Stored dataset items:
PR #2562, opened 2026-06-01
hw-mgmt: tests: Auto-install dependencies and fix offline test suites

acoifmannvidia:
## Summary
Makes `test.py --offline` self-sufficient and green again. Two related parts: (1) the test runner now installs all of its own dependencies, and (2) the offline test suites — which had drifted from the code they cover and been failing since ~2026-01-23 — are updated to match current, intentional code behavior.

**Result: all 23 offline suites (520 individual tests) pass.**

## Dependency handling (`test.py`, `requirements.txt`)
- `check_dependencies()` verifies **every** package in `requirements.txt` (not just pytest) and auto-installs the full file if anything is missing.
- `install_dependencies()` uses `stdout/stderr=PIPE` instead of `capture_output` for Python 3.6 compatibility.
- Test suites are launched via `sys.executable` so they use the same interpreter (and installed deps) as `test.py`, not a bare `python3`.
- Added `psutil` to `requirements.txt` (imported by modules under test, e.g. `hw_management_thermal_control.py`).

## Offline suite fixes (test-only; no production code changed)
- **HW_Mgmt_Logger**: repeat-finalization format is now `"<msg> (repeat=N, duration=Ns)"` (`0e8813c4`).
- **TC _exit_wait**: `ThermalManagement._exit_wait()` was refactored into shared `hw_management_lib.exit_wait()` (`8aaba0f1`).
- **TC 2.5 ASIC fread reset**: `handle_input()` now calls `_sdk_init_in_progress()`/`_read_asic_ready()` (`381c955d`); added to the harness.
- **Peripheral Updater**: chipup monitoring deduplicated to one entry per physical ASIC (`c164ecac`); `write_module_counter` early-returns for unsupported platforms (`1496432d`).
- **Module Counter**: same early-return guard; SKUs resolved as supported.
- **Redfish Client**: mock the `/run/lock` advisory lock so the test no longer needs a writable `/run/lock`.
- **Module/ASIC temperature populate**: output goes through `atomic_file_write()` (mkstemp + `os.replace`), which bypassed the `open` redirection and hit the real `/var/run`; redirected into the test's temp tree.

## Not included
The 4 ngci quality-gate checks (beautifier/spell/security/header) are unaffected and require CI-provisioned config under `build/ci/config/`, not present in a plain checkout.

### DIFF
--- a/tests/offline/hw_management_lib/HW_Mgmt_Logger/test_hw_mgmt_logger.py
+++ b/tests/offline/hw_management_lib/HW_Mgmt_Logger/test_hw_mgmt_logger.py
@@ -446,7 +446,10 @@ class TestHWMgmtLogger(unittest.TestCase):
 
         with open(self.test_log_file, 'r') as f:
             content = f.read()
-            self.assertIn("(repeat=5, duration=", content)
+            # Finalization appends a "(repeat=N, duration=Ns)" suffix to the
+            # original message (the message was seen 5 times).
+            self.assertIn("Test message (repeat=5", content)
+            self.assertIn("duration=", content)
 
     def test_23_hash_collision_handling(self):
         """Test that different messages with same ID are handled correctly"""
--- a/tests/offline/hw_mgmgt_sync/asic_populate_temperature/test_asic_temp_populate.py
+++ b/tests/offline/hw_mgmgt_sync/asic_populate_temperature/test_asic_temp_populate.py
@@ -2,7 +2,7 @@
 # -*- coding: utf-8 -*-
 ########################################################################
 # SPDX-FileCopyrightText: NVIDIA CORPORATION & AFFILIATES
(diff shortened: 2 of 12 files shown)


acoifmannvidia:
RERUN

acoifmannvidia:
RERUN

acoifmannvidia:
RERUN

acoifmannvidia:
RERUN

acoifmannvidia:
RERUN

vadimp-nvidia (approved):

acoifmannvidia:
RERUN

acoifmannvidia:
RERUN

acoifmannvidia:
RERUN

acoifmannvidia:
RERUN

PROBLEM TO SOLVE: Using the data above, reproduce exactly the lines between those holding "Python 3.6 compatibility." and "(imported by modules", inclusive, and no others.

FINISHED TASK:
- `install_dependencies()` uses `stdout/stderr=PIPE` instead of `capture_output` for Python 3.6 compatibility.
- Test suites are launched via `sys.executable` so they use the same interpreter (and installed deps) as `test.py`, not a bare `python3`.
- Added `psutil` to `requirements.txt` (imported by modules under test, e.g. `hw_management_thermal_control.py`).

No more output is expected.